Activity: Copy the data. Keep every character as given.

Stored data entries
PR #6034, opened 2026-05-25
sdk: allow zlib and re2 to be enabled with the amalgamated SDK

### LINKED ISSUE #3118: Enable compression with perfetto c++ sdk

LalitMaganti:
This CL adds support for the SDK exposing cflag knobs for enabling
optional features such as use of zlib for compression and re2 for
regex usage. This depends on these headers being avaialble and the
libraries being linkable which its up to callers to enable.

We define new cflags for this purpose which feed into to buildflags
transparently so it just works.

Fixes: https://github.com/google/perfetto/issues/3118


dreveman:
Lgtm

Don't know if worth mentioning but this is not limited to the amalgamated SDK. Non-amalgamated usage of the in-process service is also gaining the compression feature.

dreveman (approved):

sashwinbalaji (approved):

primiano:
Hmm I like the end result, but I think the plumbing added is adds too much complexity vs what this actually does. I don't really like how all this is plumbed as now in order to reason about the fact that gen_amalgamated says `enable_perfetto_re2=true` but that is not really true, because turns out that `is_perfetto_amalgamated_sdk=True` makes the former a "maybe yes, maybe not", which then passes -DPERFETTO_SDK_USE_SYSTEM_ZLIB_FOR_COMPRESSION which then is picked up by the buildflag-header which gets a specific override that turns the header into an alias for PERFETTO_SDK_USE_SYSTEM_ZLIB_FOR_COMPRESSION and so on.

Try to write down an explanation of how this works, and you'll see how awkard this is.

I'll think of some counter-proposal soon, but I don't like this as-is as it solves the problem by sprinkling layers of magic in too many different places

primiano:
So I think what needs to happen here is that things like `PERFETTO_BUILDFLAG(PERFETTO_PCRE2)` remain the source of truth, and the game is to make it so when the SDK overrides, those flage evaluate to the correct thing.

There are a few ways we could achieve this. One option is that in the generated perfetto_build_flags.h let's just make it so that after the various

```
#define PERFETTO_BUILDFLAG_DEFINE_PERFETTO_ENABLE_SOCK_INOTIFY() (1)
#define PERFETTO_BUILDFLAG_DEFINE_PERFETTO_RE2() (1)
#define PERFETTO_BUILDFLAG_DEFINE_PERFETTO_PCRE2() (0)
```
we add immediately below

```
#if __has_include("perfetto_config.h")
#  include "perfetto_config.h"
#endif
```

So we instruct users to just create a perfetto_config.h that looks like this:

Solution:
PR #6034, opened 2026-05-25
sdk: allow zlib and re2 to be enabled with the amalgamated SDK

### LINKED ISSUE #3118: Enable compression with perfetto c++ sdk

LalitMaganti:
This CL adds support for the SDK exposing cflag knobs for enabling
optional features such as use of zlib for compression and re2 for
regex usage. This depends on these headers being avaialble and the
libraries being linkable which its up to callers to enable.

We define new cflags for this purpose which feed into to buildflags
transparently so it just works.

Fixes: https://github.com/google/perfetto/issues/3118


dreveman:
Lgtm

Don't know if worth mentioning but this is not limited to the amalgamated SDK. Non-amalgamated usage of the in-process service is also gaining the compression feature.

dreveman (approved):

sashwinbalaji (approved):

primiano:
Hmm I like the end result, but I think the plumbing added is adds too much complexity vs what this actually does. I don't really like how all this is plumbed as now in order to reason about the fact that gen_amalgamated says `enable_perfetto_re2=true` but that is not really true, because turns out that `is_perfetto_amalgamated_sdk=True` makes the former a "maybe yes, maybe not", which then passes -DPERFETTO_SDK_USE_SYSTEM_ZLIB_FOR_COMPRESSION which then is picked up by the buildflag-header which gets a specific override that turns the header into an alias for PERFETTO_SDK_USE_SYSTEM_ZLIB_FOR_COMPRESSION and so on.

Try to write down an explanation of how this works, and you'll see how awkard this is.

I'll think of some counter-proposal soon, but I don't like this as-is as it solves the problem by sprinkling layers of magic in too many different places

primiano:
So I think what needs to happen here is that things like `PERFETTO_BUILDFLAG(PERFETTO_PCRE2)` remain the source of truth, and the game is to make it so when the SDK overrides, those flage evaluate to the correct thing.

There are a few ways we could achieve this. One option is that in the generated perfetto_build_flags.h let's just make it so that after the various

```
#define PERFETTO_BUILDFLAG_DEFINE_PERFETTO_ENABLE_SOCK_INOTIFY() (1)
#define PERFETTO_BUILDFLAG_DEFINE_PERFETTO_RE2() (1)
#define PERFETTO_BUILDFLAG_DEFINE_PERFETTO_PCRE2() (0)
```
we add immediately below

```
#if __has_include("perfetto_config.h")
#  include "perfetto_config.h"
#endif
```

So we instruct users to just create a perfetto_config.h that looks like this:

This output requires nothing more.